(Beginning of Information shown)

PR #9339, opened 2026-06-09
Fix #9338 by canonicalizing double bond stereo limited to STEREO E/Z/CIS/TRANS

### LINKED ISSUE #9338: TautomerEnumerator.Canonicalize() raises pre-condition violation when `SetRemoveBondStereo(False)` on a molecule with atropisomer bond
**Describe the bug**
Canonicalization aborts with
```
    bad bond stereo
    Violation occurred on line 362 in file Code/GraphMol/Canon.cpp
    Failed Expression: dblBond->getStereo() > Bond::STEREOANY
```

**To Reproduce**
```
from rdkit import Chem

molblock = """
     RDKit          2D

M  V30 BEGIN CTAB
M  V30 COUNTS 7 6 0 0 0
M  V30 BEGIN ATOM
M  V30 1 C 66.546902 -10.607295 0.000000 0
M  V30 2 C 67.407319 -9.379170 0.000000 0
M  V30 3 N 68.901071 -9.509378 0.000000 0
M  V30 4 C 69.532321 -10.864587 0.000000 0
M  V30 5 O 68.675029 -12.088546 0.000000 0
M  V30 6 C 71.021905 -10.994795 0.000000 0
M  V30 7 C 67.180236 -11.966671 0.000000 0
M  V30 END ATOM
M  V30 BEGIN BOND
M  V30 1 2 4 5
M  V30 2 1 4 6 CFG=1
M  V30 3 1 3 4
M  V30 4 2 2 1
M  V30 5 1 1 7
M  V30 6 1 3 2
M  V30 END BOND
M  V30 END CTAB
M  END
"""

mol = Chem.MolFromMolBlock(molblock)
assert mol is not None

enum = rdMolStandardize.TautomerEnumerator()
enum.SetRemoveBondStereo(False)
enum.Canonicalize(mol)
```

**Expected behavior**
No crash. If bond stereo can't be retained, clear the stereo in a valid way.

**Screenshots**
Image

 - RDKit version:  2026.3.3
 - OS: AL2023
 - Python version (if relevant): 3.11.15
 - Are you using conda? no
 - If you are not using conda: how did you install the RDKit? built from source

**Additional context**
Fragment is unusual -- came from reading a CDXML with a WedgeEnd in a `Fragment`.

I bisected this locally:

 - good: 872b054d5caa868da0ab7e8a616760ca306e95ff
 - first bad: d5aa90e18f2877e7c29a9a732df98ab9a9c5faf3 (Fix for issue #8965 (#8968))

pechersky:
#### Reference Issue
Fixes #9338

Canonicalization could have copied non-double-bond stereo, like atrop bond stereo, to a bond whose order became double. This happened in our carbonyl-wedge situation. Then you'd have an invalid bond -- double yet atrop. Now we only preserve within the limited allowed bond stereo for a double bond, and clear it otherwise.

#### Any other comments?
Bisected and implemented with GPT 5.4, from MWE identified manually.
cc @ricrogz

### DIFF
--- a/Code/GraphMol/Canon.cpp
+++ b/Code/GraphMol/Canon.cpp
@@ -29,7 +29,13 @@
 namespace RDKit {
 namespace Canon {
 namespace {
-constexpr Bond::BondDir flipStereoBondDir(Bond::BondDir bondDir) {
+static bool isCanonicalizableStereoDoubleBond(const Bond &bond) {
+  const auto stereo = bond.getStereo();
+  return bond.getBondType() == Bond::DOUBLE && stereo >= Bond::STEREOZ &&
+         stereo <= Bond::STEREOTRANS && bond.getStereoAtoms().size() >= 2;
+}
+
+static constexpr Bond::BondDir flipStereoBondDir(Bond::BondDir bondDir) {
   switch (bondDir) {
     case Bond::ENDUPRIGHT:
       return Bond::ENDDOWNRIGHT;
@@ -724,8 +730,7 @@ void canonicalizeDoubleBonds(ROMol &mol, const UINT_VECT &bondVisitOrders,
                                          const Bond *nbrBnd) -> Bond * {
     auto otherAtom = nbrBnd->getOtherAtom(dblBndAtom);
     for (const auto bond : mol.atomBonds(otherAtom)) {
-      if (bond != nbrBnd && bond->getBondType() == Bond::DOUBLE &&
-          bond->getStereo() > Bond::STEREOANY) {
+      if (bond != nbrBnd && isCanonicalizableStereoDoubleBond(*bond)) {
         return bond;
       }
     }
@@ -765,11 +770,10 @@ void canonicalizeDoubleBonds(ROMol &mol, const UINT_VECT &bondVisitOrders,
       bond->setBondDir(Bond::NONE);
     }
 
-    if (bond->getBondType() != Bond::DOUBLE ||
-        bond->getStereo() <= Bond::STEREOANY ||
-        bond->getStereoAtoms().size() < 2) {
+    if (!isCanonicalizableStereoDoubleBond(*bond)) {
       // not a bond that can have stereo or that needs canonicalization
       bond->setStereo(Bond::STEREONONE);
+      bond->getStereoAtoms().clear();
       continue;
     }
 
@@ -817,6 +821,12 @@ void canonicalizeDoubleBonds(ROMol &mol, const UINT_VECT &bondVisitOrders,
       const auto currentBond = connectedBondsQ.front();
       connectedBondsQ.pop();
       if (seen_bonds[currentBond->getIdx()]) {
+        continue;
+      }
+      if (!isCanonicalizableStereoDoubleBond(*currentBond)) {
+        currentBond->setStereo(Bond::STEREONONE);
+        currentBond->getStereoAtoms().clear();
+        seen_bonds[currentBond->getIdx()] = true;
         continue;
       }
 
--- a/Code/GraphMol/Canon.cpp
+++ b/Code/GraphMol/Canon.cpp
@@ -32,7 +32,7 @@ namespace {
 static bool isCanonicalizableStereoDoubleBond(const Bond &bond) {
   const auto stereo = bond.getStereo();
   return bond.getBondType() == Bond::DOUBLE && stereo >= Bond::STEREOZ &&
-         stereo <= Bond::STEREOTRANS && bond.getStereoAtoms().size() >= 2;
+         stereo <= Bond::STEREOTRANS && bond.getStereoAtoms().size() == 2;
 }
 
 static constexpr Bond::BondDir flipStereoBondDir(Bond::BondDir bondDir) {
--- a/Code/GraphMol/MolStandardize/Tautomer.cpp
+++ b/Code/GraphMol/MolStandardize/Tautomer.cpp
@@ -347,9 +347,8 @@ const RingInfo *getFastRingInfo(ROMol &mol) {
   // SymmSSSR here since that has a performance cost.
   // this might be not precise enough for large rings like 9-or-more macrocycles
   auto ringInfo = mol.getRingInfo();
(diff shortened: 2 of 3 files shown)


Code/GraphMol/MolStandardize/Tautomer.cpp
```diff
@@ -341,6 +341,40 @@ int scoreHeteroHs(const ROMol &mol) {
...
+const RingInfo *getFastRingInfo(ROMol &mol) {
+  auto ringInfo = mol.getRingInfo();
+  if (!ringInfo || !ringInfo->isFindFastOrBetter()) {
+    MolOps::fastFindRings(mol);
+    ringInfo = mol.getRingInfo();
+  }
+  return ringInfo;
+}
+
+bool isTautomerDoubleBondInRing(const RingInfo *ringInfo, const Bond &bond) {
```
ricrogz: This doesn't check whether the bond is a double or not, so I wouldn't add that to the name of the function.

Also, it doesn't just return ring bonds, but it may also return bonds that aren't necessarily part of a ring but join two rings  (`beginInRing && endInRing`)

Code/GraphMol/MolStandardize/Tautomer.cpp
```diff
@@ -426,39 +460,18 @@ bool TautomerEnumerator::setTautomerStereoAndIsoHs(
       }
     }
     auto tautBond = tautBonds[bondIdx];
-    if (tautBond->getBondType() != Bond::DOUBLE || d_removeBondStereo) {
+    if (tautBond->getBondType() != Bond::DOUBLE || d_removeBondStereo ||
+        !hasValidSpecifiedDoubleBondStereo(*bond)) {
       // When bond stereo is being removed for bonds involved in tautomerism,
       // use STEREOANY (for *non-ring* double bonds) instead of STEREONONE.
       // This prevents downstream tools (notably InChI) from inferring a specific E/Z
       // assignment from 2D coordinates after bond orders have been changed.
```
ricrogz, line 472: Please update this comment: as mentioned above, we also consider bonds between rings which aren't actually in a ring as "ring bonds".

Code/GraphMol/MolStandardize/Tautomer.cpp
```diff
@@ -426,39 +460,18 @@ bool TautomerEnumerator::setTautomerStereoAndIsoHs(
...
-                                 !isRingBond)
-                                    ? Bond::STEREOANY
-                                    : Bond::STEREONONE;
-      modified |= (tautBond->getStereo() != targetStereo);
+      const RingInfo *ringInfo =
+          tautBond->getBondType() == Bond::DOUBLE ? getFastRingInfo(taut)
+                                                  : nullptr;
+      const auto targetStereo = getClearedTautomerBondStereo(ringInfo, *tautBond);
+      modified |= (tautBond->getStereo() != targetStereo ||
+                   !tautBond->getStereoAtoms().empty());
```
ricrogz: I'm not sure this condition makes sense. Stereo atoms are only relevant in bonds do have stereo (so removing them from STEREOANY/STEREONONE bonds isn't really a relevant change), and if any of those is changed into STEREOANY/STEREONONE, it will get caught by the other condition.

Code/GraphMol/Canon.cpp
```diff
@@ -29,7 +29,13 @@
 namespace RDKit {
 namespace Canon {
 namespace {
-constexpr Bond::BondDir flipStereoBondDir(Bond::BondDir bondDir) {
+static bool isCanonicalizableStereoDoubleBond(const Bond &bond) {
+  const auto stereo = bond.getStereo();
+  return bond.getBondType() == Bond::DOUBLE && stereo >= Bond::STEREOZ &&
+         stereo <= Bond::STEREOTRANS && bond.getStereoAtoms().size() >= 2;
```
ricrogz: Hm, I don't think `bond.getStereoAtoms().size() > 2` can actually happen...

ricrogz (approved):
A few nits below, but looks good otherwise.

Code/GraphMol/Canon.cpp
pechersky: It could happen if somehow a molecule was edited/malformed to begin with -- but no, we don't have direct code that sets above 2 right now. Will edit.

Code/GraphMol/MolStandardize/Tautomer.cpp
```diff
@@ -341,6 +341,44 @@ int scoreHeteroHs(const ROMol &mol) {
...
 
+namespace {
+const RingInfo *getFastRingInfo(ROMol &mol) {
+  // We only need to know whether the bond is in a ring; avoid forcing
+  // SymmSSSR here since that has a performance cost.
+  // this might be not precise enough for large rings like 9-or-more macrocycles
+  auto ringInfo = mol.getRingInfo();
+  if (!ringInfo || !ringInfo->isFindFastOrBetter()) {
+    MolOps::fastFindRings(mol);
+    ringInfo = mol.getRingInfo();
```
greglandrum: This call isn't necessary: `ringInfo` is a pointer to the molecule's ringInfo

Code/GraphMol/MolStandardize/Tautomer.cpp
```diff
@@ -341,6 +341,44 @@ int scoreHeteroHs(const ROMol &mol) {
 }
 }  // namespace TautomerScoringFunctions
 
+namespace {
+const RingInfo *getFastRingInfo(ROMol &mol) {
+  // We only need to know whether the bond is in a ring; avoid forcing
+  // SymmSSSR here since that has a performance cost.
+  // this might be not precise enough for large rings like 9-or-more macrocycles
+  auto ringInfo = mol.getRingInfo();
+  if (!ringInfo || !ringInfo->isFindFastOrBetter()) {
```
greglandrum: The molecule should always have a valid ringInfo pointer, so you don't need the first part of this:

```suggestion
  if (!ringInfo->isFindFastOrBetter()) {
```

greglandrum (changes requested):
Two small suggestions

greglandrum (approved):
LGTM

(End of Information shown)

Work order -> Only one stretch of the records above is wanted: the lines between the one holding "return Bond::ENDDOWNRIGHT;" and the one holding "bond->getBondType() == Bond::DOUBLE &&", inclusive, reproduced exactly.

Answer section ->
       return Bond::ENDDOWNRIGHT;
@@ -724,8 +730,7 @@ void canonicalizeDoubleBonds(ROMol &mol, const UINT_VECT &bondVisitOrders,
                                          const Bond *nbrBnd) -> Bond * {
     auto otherAtom = nbrBnd->getOtherAtom(dblBndAtom);
     for (const auto bond : mol.atomBonds(otherAtom)) {
-      if (bond != nbrBnd && bond->getBondType() == Bond::DOUBLE &&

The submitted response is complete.